### WHAT THE TASK ASKS
Report how many lines below contain the word "updated". Write only that number.

___ RECORDS FOR THIS EXERCISE ___

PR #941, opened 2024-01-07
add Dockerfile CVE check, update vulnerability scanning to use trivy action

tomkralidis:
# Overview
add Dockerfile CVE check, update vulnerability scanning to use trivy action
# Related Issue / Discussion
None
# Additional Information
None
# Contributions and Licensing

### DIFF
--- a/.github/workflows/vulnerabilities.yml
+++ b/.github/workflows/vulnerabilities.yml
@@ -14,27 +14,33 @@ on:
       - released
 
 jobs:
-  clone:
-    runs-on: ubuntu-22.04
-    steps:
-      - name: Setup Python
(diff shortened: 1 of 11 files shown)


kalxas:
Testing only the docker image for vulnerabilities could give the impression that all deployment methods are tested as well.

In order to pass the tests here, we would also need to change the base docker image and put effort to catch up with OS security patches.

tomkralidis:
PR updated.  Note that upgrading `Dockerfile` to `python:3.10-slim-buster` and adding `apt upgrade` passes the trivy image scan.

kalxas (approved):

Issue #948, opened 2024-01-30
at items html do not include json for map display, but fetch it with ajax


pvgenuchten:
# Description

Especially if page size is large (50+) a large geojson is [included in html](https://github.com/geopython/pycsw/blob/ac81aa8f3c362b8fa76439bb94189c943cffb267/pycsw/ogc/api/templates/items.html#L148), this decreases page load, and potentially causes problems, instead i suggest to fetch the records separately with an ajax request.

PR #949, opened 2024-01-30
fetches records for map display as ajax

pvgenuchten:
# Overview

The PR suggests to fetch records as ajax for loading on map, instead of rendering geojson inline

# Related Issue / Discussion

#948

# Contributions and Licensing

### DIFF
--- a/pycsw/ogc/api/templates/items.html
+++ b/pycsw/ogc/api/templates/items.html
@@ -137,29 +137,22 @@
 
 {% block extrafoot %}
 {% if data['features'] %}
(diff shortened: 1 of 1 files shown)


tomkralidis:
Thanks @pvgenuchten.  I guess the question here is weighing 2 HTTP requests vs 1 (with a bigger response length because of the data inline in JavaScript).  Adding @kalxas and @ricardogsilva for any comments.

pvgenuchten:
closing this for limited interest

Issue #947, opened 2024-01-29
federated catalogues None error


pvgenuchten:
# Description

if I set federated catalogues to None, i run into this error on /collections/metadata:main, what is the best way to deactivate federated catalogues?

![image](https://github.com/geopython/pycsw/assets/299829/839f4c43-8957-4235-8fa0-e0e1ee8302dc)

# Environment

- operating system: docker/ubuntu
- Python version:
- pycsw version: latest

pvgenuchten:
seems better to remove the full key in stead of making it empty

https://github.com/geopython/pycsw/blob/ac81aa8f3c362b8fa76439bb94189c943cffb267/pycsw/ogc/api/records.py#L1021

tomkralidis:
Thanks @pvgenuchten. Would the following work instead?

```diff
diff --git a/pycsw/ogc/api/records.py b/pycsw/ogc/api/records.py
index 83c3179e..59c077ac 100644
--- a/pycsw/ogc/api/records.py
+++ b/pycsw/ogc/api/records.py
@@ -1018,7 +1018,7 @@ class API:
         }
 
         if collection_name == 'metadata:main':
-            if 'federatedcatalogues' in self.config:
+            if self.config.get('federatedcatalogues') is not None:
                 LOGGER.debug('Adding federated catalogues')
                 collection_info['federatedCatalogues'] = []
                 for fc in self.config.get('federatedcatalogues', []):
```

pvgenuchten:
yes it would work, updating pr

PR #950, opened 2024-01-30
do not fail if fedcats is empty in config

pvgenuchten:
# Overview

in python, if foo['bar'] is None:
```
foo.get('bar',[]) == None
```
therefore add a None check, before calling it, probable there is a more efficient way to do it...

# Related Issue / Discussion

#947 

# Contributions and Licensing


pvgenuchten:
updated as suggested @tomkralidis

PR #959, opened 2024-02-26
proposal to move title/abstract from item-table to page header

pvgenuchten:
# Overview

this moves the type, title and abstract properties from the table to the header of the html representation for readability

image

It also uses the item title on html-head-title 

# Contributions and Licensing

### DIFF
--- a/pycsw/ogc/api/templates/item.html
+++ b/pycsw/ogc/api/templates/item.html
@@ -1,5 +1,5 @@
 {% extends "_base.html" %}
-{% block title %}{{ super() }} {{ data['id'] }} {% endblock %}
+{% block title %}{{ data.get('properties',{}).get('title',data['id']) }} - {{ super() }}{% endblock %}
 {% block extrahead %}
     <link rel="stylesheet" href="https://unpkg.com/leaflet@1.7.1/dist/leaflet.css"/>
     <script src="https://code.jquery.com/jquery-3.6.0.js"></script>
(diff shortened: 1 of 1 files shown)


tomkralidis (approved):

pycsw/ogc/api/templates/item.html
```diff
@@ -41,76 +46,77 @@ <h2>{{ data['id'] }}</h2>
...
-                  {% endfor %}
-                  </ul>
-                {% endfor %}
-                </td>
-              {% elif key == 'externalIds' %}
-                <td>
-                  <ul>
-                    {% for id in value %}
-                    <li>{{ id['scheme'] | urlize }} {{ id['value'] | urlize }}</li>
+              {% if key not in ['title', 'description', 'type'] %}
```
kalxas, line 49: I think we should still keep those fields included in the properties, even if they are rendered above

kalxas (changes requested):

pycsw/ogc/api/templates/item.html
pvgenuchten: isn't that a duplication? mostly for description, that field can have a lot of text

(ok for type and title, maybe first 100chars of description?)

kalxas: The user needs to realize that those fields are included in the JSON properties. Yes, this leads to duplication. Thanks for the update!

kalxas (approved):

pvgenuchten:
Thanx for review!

___

### TASK RESPONSE
2